TASK DETAILS
Check every line of the entries that follow, and copy the ones containing "asarray".

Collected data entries
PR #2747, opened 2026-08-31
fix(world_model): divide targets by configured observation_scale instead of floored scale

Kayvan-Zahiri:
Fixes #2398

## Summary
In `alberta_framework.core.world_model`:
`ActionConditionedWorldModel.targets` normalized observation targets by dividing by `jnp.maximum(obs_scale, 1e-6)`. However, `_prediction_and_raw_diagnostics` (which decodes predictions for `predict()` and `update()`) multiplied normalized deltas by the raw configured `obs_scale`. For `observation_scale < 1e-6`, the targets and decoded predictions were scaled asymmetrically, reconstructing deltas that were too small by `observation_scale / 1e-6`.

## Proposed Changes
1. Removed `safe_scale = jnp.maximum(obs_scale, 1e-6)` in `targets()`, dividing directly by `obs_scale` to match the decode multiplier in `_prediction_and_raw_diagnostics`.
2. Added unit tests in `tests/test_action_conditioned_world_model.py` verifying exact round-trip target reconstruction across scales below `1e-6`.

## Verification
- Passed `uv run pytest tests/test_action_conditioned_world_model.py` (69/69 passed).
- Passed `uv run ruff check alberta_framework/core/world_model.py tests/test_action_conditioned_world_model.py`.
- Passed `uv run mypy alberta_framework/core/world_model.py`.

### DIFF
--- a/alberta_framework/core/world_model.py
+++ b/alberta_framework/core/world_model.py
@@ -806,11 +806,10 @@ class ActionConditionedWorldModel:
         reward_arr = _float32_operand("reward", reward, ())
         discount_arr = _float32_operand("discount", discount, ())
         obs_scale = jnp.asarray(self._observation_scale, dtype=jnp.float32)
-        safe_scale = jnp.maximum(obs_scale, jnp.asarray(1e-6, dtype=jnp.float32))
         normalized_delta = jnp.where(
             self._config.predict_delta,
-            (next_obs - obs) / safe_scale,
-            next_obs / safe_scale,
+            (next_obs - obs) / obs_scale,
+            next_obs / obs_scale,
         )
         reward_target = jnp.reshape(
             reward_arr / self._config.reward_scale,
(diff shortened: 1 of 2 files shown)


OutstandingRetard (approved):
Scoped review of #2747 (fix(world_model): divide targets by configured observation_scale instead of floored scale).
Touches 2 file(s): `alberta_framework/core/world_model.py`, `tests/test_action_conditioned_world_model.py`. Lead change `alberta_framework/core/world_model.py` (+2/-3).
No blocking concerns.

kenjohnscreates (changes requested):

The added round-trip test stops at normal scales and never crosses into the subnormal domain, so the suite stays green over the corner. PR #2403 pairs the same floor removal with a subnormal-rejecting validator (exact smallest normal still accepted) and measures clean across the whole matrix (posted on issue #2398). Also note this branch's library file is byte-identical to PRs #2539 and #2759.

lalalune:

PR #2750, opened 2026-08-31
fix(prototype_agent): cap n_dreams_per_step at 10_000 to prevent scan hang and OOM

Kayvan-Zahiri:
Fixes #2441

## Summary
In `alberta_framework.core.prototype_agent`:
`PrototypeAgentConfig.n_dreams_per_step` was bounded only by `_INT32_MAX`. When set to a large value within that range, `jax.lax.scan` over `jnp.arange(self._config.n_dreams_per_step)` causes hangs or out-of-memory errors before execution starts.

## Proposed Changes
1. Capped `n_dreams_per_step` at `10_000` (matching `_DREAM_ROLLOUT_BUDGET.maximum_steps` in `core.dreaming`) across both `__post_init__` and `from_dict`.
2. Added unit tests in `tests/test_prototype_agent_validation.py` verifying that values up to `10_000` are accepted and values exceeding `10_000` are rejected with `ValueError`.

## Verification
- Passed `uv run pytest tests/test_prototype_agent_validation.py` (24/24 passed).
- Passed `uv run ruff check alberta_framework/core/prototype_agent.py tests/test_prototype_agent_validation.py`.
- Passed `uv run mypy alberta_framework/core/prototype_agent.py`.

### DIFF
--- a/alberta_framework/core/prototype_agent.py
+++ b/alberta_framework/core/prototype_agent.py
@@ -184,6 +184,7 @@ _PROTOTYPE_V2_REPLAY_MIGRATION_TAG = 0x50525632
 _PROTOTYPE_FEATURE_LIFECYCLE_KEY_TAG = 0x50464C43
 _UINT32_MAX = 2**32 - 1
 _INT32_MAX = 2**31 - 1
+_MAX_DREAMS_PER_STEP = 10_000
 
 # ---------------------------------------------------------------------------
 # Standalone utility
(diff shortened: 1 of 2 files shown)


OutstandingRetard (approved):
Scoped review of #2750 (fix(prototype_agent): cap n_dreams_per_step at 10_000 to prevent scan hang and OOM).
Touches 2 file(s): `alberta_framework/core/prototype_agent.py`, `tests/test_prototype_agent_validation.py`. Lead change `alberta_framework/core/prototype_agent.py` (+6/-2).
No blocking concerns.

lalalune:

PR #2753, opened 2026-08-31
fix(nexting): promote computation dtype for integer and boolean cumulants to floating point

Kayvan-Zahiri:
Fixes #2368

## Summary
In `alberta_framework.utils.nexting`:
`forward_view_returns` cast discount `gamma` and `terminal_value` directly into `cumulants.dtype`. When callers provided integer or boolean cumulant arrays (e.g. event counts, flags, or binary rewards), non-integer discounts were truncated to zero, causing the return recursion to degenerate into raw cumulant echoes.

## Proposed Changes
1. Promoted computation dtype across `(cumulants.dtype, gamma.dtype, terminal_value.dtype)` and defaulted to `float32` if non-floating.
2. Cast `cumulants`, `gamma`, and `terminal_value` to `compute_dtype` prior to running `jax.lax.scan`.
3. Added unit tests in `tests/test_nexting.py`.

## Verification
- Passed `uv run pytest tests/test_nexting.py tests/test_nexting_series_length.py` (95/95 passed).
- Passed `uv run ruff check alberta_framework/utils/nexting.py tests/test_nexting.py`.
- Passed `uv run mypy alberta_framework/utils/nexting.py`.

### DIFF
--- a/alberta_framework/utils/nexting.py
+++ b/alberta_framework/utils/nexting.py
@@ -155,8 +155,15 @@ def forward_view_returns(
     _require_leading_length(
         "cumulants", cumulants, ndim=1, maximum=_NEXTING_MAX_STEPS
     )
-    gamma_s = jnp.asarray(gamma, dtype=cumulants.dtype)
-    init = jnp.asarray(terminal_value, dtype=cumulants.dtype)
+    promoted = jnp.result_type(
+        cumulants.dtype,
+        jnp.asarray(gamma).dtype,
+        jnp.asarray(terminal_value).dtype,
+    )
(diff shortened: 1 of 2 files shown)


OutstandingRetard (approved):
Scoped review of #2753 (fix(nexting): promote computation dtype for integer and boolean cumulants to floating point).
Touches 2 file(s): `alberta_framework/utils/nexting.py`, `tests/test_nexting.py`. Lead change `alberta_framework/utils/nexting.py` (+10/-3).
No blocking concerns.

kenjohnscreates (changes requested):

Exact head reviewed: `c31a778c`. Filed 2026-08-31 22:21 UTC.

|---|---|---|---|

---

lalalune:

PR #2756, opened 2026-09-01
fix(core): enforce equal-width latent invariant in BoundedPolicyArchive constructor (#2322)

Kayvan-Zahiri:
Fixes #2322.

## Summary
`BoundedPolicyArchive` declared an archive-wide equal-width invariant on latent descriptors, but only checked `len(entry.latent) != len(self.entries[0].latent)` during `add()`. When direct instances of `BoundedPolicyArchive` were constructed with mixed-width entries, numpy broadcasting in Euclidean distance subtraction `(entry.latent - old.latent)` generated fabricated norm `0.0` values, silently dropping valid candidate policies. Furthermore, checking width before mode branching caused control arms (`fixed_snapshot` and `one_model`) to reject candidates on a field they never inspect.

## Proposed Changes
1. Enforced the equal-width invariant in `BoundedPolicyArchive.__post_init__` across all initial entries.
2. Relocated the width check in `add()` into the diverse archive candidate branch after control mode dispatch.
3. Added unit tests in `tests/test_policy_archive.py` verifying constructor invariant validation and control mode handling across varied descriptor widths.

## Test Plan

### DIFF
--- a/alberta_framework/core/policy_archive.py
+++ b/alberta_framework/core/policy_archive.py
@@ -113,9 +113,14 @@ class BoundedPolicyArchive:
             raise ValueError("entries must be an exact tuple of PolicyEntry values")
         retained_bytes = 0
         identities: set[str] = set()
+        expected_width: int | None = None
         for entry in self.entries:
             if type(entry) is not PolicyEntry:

RESPONSE TO THIS TASK
         obs_scale = jnp.asarray(self._observation_scale, dtype=jnp.float32)
-        safe_scale = jnp.maximum(obs_scale, jnp.asarray(1e-6, dtype=jnp.float32))
-    gamma_s = jnp.asarray(gamma, dtype=cumulants.dtype)
-    init = jnp.asarray(terminal_value, dtype=cumulants.dtype)
+        jnp.asarray(gamma).dtype,
+        jnp.asarray(terminal_value).dtype,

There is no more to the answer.